The answer is to be all of the data below, reproduced exactly.
################
PR #1008, opened 2025-06-25
Add initial commit id as constant

### LINKED ISSUE #708: Make first snapshot a known id

mpiannucci:
Closes #708 

* Should this be exposed to python somehwere?

### DIFF
--- a/icechunk/src/format/snapshot.rs
+++ b/icechunk/src/format/snapshot.rs
@@ -341,7 +341,8 @@ static ROOT_OPTIONS: VerifierOptions = VerifierOptions {
 impl Snapshot {
     pub const INITIAL_COMMIT_MESSAGE: &'static str = "Repository initialized";
     pub const INITIAL_SNAPSHOT_ID: SnapshotId = SnapshotId::new([
-        0x69, 0x63, 0x65, 0x63, 0x68, 0x75, 0x6E, 0x6B, 0x72, 0x65, 0x70, 0x6F, // "icechunkrepo"
+        0x69, 0x63, 0x65, 0x63, 0x68, 0x75, 0x6E, 0x6B, 0x72, 0x65, 0x70,
+        0x6F, // "icechunkrepo"
     ]);
 
     pub fn from_buffer(buffer: Vec<u8>) -> IcechunkResult<Snapshot> {
--- a/icechunk/src/format/snapshot.rs
+++ b/icechunk/src/format/snapshot.rs
@@ -340,7 +340,9 @@ static ROOT_OPTIONS: VerifierOptions = VerifierOptions {
 
 impl Snapshot {
     pub const INITIAL_COMMIT_MESSAGE: &'static str = "Repository initialized";
-    pub const INITIAL_SNAPSHOT_ID: SnapshotId = SnapshotId::new([0; 12]);
+    pub const INITIAL_SNAPSHOT_ID: SnapshotId = SnapshotId::new([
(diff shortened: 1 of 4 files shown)


icechunk/src/format/snapshot.rs
```diff
@@ -340,6 +340,7 @@ static ROOT_OPTIONS: VerifierOptions = VerifierOptions {
 
 impl Snapshot {
     pub const INITIAL_COMMIT_MESSAGE: &'static str = "Repository initialized";
+    pub const INITIAL_SNAPSHOT_ID: SnapshotId = SnapshotId::new([0; 12]);
```
paraseba: Let's make it something people can use to recognize this is an icechunk repo (we have some other ticket about that). Maybe we can put some bytes that when converted to the serialized id that goes in the object name, spells something similar to icechunk or something

mpiannucci: spells "icechunkrepo" now. Do we need to check for collisions with the random generator?

icechunk/src/format/snapshot.rs
```diff
@@ -340,6 +340,10 @@ static ROOT_OPTIONS: VerifierOptions = VerifierOptions {
 
 impl Snapshot {
     pub const INITIAL_COMMIT_MESSAGE: &'static str = "Repository initialized";
+    pub const INITIAL_SNAPSHOT_ID: SnapshotId = SnapshotId::new([
+        0x69, 0x63, 0x65, 0x63, 0x68, 0x75, 0x6E, 0x6B, 0x72, 0x65, 0x70,
+        0x6F, // "icechunkrepo"
```
paraseba: amazing

paraseba: can we add a python test that verifies a new repo writes an object with name "icechunkrepo"? Just to make sure we don't break anything in between (serializers, formatters, etc)

icechunk/src/format/snapshot.rs
paraseba: no, i don't think we need to check collisions, this is great

icechunk/src/format/snapshot.rs
paraseba: now that I think about it, I think our id serialization doesn't use "i" to avoid confusing it with 1. Now I want to see this test even more. It doesn't use U either... and it's 20 characters, so maybe we have to spell something like

```
1CECHNKREP0R00TSNAP
```

but I welcome more imaginative or fun options

mpiannucci: > and it's 20 characters

Okay this is what i am lost, this is `[u8; 12]` isnt it?

paraseba: Cool cool, let me explain. We want to generate a known file path for the first snapshot, something like:
```
snapshots/1CECHNKREP0R00TSNAP
```

The string that goes to the object name, is that `[u8;12]` id, but encoded with something that is not ASCII or Hex. What we are using is called crockford base 32 https://www.crockford.com/base32.html

We need to find a decoder (there are many onlines) and know what bytes to put in there, so when they get encoded to an object name, they produce the string that we want. 12 bytes will become 20 characters

mpiannucci: got ittttt thank you! ive been away from here for a while

mpiannucci: `1CECHNKREP0F1RSTCMT0`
################
Expected answer:
PR #1008, opened 2025-06-25
Add initial commit id as constant

### LINKED ISSUE #708: Make first snapshot a known id

mpiannucci:
Closes #708 

* Should this be exposed to python somehwere?

### DIFF
--- a/icechunk/src/format/snapshot.rs
+++ b/icechunk/src/format/snapshot.rs
@@ -341,7 +341,8 @@ static ROOT_OPTIONS: VerifierOptions = VerifierOptions {
 impl Snapshot {
     pub const INITIAL_COMMIT_MESSAGE: &'static str = "Repository initialized";
     pub const INITIAL_SNAPSHOT_ID: SnapshotId = SnapshotId::new([
-        0x69, 0x63, 0x65, 0x63, 0x68, 0x75, 0x6E, 0x6B, 0x72, 0x65, 0x70, 0x6F, // "icechunkrepo"
+        0x69, 0x63, 0x65, 0x63, 0x68, 0x75, 0x6E, 0x6B, 0x72, 0x65, 0x70,
+        0x6F, // "icechunkrepo"
     ]);
 
     pub fn from_buffer(buffer: Vec<u8>) -> IcechunkResult<Snapshot> {
--- a/icechunk/src/format/snapshot.rs
+++ b/icechunk/src/format/snapshot.rs
@@ -340,7 +340,9 @@ static ROOT_OPTIONS: VerifierOptions = VerifierOptions {
 
 impl Snapshot {
     pub const INITIAL_COMMIT_MESSAGE: &'static str = "Repository initialized";
-    pub const INITIAL_SNAPSHOT_ID: SnapshotId = SnapshotId::new([0; 12]);
+    pub const INITIAL_SNAPSHOT_ID: SnapshotId = SnapshotId::new([
(diff shortened: 1 of 4 files shown)


icechunk/src/format/snapshot.rs
```diff
@@ -340,6 +340,7 @@ static ROOT_OPTIONS: VerifierOptions = VerifierOptions {
 
 impl Snapshot {
     pub const INITIAL_COMMIT_MESSAGE: &'static str = "Repository initialized";
+    pub const INITIAL_SNAPSHOT_ID: SnapshotId = SnapshotId::new([0; 12]);
```
paraseba: Let's make it something people can use to recognize this is an icechunk repo (we have some other ticket about that). Maybe we can put some bytes that when converted to the serialized id that goes in the object name, spells something similar to icechunk or something

mpiannucci: spells "icechunkrepo" now. Do we need to check for collisions with the random generator?

icechunk/src/format/snapshot.rs
```diff
@@ -340,6 +340,10 @@ static ROOT_OPTIONS: VerifierOptions = VerifierOptions {
 
 impl Snapshot {
     pub const INITIAL_COMMIT_MESSAGE: &'static str = "Repository initialized";
+    pub const INITIAL_SNAPSHOT_ID: SnapshotId = SnapshotId::new([
+        0x69, 0x63, 0x65, 0x63, 0x68, 0x75, 0x6E, 0x6B, 0x72, 0x65, 0x70,
+        0x6F, // "icechunkrepo"
```
paraseba: amazing

paraseba: can we add a python test that verifies a new repo writes an object with name "icechunkrepo"? Just to make sure we don't break anything in between (serializers, formatters, etc)

icechunk/src/format/snapshot.rs
paraseba: no, i don't think we need to check collisions, this is great

icechunk/src/format/snapshot.rs
paraseba: now that I think about it, I think our id serialization doesn't use "i" to avoid confusing it with 1. Now I want to see this test even more. It doesn't use U either... and it's 20 characters, so maybe we have to spell something like

```
1CECHNKREP0R00TSNAP
```

but I welcome more imaginative or fun options

mpiannucci: > and it's 20 characters

Okay this is what i am lost, this is `[u8; 12]` isnt it?

paraseba: Cool cool, let me explain. We want to generate a known file path for the first snapshot, something like:
```
snapshots/1CECHNKREP0R00TSNAP
```

The string that goes to the object name, is that `[u8;12]` id, but encoded with something that is not ASCII or Hex. What we are using is called crockford base 32 https://www.crockford.com/base32.html

We need to find a decoder (there are many onlines) and know what bytes to put in there, so when they get encoded to an object name, they produce the string that we want. 12 bytes will become 20 characters

mpiannucci: got ittttt thank you! ive been away from here for a while

mpiannucci: `1CECHNKREP0F1RSTCMT0`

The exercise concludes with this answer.